╭─ DATA SHOWN

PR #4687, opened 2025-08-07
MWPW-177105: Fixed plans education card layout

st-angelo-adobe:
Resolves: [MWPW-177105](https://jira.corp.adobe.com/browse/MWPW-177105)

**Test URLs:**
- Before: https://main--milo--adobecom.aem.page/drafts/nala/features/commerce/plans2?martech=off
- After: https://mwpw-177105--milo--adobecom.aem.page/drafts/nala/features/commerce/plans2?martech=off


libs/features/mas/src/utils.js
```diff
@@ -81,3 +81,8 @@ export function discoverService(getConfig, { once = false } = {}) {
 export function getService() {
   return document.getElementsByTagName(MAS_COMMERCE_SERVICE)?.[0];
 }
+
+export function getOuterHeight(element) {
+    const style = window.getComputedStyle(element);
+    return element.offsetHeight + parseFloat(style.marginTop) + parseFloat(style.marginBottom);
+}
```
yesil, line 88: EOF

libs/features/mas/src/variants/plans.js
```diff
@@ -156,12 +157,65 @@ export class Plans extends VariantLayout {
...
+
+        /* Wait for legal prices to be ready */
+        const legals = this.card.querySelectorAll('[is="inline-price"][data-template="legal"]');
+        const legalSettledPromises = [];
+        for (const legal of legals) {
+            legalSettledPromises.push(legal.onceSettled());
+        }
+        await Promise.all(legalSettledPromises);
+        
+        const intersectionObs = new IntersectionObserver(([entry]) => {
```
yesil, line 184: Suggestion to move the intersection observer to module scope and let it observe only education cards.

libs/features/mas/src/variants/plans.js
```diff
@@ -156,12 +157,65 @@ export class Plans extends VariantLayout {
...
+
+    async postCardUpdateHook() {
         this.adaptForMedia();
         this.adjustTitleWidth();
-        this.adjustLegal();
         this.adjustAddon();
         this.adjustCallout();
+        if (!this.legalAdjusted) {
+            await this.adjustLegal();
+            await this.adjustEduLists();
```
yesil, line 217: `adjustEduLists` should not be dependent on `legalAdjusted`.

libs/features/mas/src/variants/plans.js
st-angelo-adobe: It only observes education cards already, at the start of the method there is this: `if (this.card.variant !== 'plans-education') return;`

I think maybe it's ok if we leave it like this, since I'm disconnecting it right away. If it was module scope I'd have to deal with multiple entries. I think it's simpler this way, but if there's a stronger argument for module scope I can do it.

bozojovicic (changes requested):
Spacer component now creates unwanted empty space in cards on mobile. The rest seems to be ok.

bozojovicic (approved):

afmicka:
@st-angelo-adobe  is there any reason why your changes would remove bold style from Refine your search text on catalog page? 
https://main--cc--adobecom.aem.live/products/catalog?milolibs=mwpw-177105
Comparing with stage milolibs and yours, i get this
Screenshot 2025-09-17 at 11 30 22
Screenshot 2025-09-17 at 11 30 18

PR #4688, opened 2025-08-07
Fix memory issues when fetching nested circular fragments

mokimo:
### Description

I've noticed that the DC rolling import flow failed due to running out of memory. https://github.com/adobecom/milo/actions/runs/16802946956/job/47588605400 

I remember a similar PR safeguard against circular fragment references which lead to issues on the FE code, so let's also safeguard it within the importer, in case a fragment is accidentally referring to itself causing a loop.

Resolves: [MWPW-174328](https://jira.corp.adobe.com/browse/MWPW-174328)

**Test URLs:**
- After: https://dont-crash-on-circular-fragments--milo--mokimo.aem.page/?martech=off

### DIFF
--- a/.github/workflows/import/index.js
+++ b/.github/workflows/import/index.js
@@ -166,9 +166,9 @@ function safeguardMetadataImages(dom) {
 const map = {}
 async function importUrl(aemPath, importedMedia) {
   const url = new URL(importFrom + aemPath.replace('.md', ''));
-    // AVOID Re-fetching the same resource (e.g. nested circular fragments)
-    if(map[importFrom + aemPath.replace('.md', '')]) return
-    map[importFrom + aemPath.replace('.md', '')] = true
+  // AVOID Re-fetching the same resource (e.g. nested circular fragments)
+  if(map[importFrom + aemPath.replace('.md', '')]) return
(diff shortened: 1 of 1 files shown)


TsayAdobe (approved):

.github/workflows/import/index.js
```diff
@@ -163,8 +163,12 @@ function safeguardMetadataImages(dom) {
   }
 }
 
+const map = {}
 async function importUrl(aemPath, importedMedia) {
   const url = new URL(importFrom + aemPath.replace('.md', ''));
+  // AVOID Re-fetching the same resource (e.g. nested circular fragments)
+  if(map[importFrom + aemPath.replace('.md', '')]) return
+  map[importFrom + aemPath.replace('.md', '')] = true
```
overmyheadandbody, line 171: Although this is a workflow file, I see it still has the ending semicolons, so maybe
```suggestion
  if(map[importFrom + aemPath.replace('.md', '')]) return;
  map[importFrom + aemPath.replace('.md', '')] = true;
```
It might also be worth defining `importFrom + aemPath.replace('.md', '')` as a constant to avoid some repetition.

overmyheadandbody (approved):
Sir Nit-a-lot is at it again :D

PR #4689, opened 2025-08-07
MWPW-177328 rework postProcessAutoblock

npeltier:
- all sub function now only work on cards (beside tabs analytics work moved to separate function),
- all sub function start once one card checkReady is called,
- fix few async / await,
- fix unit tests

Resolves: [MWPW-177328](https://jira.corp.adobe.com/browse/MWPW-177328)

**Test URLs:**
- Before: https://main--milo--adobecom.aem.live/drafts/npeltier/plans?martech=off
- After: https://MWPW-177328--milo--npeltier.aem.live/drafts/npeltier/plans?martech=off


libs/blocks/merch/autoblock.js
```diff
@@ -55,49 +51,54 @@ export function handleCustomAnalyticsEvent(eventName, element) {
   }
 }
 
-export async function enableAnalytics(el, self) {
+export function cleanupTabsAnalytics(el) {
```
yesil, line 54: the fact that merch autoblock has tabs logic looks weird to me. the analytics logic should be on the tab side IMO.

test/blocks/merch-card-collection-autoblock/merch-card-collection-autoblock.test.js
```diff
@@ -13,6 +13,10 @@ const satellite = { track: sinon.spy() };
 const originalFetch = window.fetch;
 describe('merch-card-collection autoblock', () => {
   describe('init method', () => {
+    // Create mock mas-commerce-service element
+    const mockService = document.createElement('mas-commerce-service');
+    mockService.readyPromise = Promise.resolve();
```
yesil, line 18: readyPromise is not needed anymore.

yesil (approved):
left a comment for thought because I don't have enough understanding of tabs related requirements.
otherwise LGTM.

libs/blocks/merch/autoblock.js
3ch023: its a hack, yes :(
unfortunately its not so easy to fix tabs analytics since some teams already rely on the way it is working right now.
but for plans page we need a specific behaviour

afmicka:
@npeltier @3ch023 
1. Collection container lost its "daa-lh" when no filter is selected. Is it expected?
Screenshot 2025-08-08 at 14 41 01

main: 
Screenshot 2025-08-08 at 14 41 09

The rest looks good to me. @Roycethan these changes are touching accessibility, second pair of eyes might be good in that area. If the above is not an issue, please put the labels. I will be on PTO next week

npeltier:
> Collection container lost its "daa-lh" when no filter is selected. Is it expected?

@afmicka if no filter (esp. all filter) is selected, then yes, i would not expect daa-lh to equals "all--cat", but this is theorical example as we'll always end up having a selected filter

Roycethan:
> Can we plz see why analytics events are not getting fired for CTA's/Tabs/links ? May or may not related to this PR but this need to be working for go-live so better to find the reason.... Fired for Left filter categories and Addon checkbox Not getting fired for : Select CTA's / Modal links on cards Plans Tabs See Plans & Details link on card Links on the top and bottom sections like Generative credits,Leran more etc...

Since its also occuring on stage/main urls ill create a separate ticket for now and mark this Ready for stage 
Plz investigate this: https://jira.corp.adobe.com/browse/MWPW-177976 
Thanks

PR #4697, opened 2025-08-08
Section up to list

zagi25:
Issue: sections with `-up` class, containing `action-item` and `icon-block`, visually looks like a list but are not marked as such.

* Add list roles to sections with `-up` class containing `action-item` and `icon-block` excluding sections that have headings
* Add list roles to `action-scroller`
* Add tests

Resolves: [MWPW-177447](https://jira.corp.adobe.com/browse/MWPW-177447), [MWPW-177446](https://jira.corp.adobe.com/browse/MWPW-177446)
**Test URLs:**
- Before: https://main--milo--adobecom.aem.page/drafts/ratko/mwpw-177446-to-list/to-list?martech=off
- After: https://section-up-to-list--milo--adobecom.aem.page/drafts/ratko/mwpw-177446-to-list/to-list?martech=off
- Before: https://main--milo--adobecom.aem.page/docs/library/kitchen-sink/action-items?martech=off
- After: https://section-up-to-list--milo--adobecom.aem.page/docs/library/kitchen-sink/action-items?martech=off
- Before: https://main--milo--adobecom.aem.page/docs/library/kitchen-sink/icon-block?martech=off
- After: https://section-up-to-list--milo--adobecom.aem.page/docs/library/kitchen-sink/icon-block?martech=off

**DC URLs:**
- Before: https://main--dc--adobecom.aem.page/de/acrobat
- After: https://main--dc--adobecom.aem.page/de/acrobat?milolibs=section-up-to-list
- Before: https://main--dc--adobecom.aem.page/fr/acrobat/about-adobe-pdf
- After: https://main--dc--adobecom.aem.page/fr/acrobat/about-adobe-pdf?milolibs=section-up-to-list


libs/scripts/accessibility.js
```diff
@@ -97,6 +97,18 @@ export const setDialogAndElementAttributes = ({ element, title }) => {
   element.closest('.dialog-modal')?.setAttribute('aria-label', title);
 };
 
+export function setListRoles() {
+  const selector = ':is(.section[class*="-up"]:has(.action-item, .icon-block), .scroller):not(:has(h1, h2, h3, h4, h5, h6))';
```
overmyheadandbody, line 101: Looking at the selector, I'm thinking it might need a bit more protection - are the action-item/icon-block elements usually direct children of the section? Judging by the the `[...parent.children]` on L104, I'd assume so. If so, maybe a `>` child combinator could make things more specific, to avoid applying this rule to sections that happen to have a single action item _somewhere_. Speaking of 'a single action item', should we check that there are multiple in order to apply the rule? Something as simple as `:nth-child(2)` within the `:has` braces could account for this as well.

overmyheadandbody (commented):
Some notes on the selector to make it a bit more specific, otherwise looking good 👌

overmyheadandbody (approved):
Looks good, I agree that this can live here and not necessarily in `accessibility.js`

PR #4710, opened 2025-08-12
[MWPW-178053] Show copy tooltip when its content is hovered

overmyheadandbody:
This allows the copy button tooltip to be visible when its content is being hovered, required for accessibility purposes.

╰─

Find each line of the data above that holds the word "adjustLegal", then copy it.

REPLY =>
-        this.adjustLegal();
+            await this.adjustLegal();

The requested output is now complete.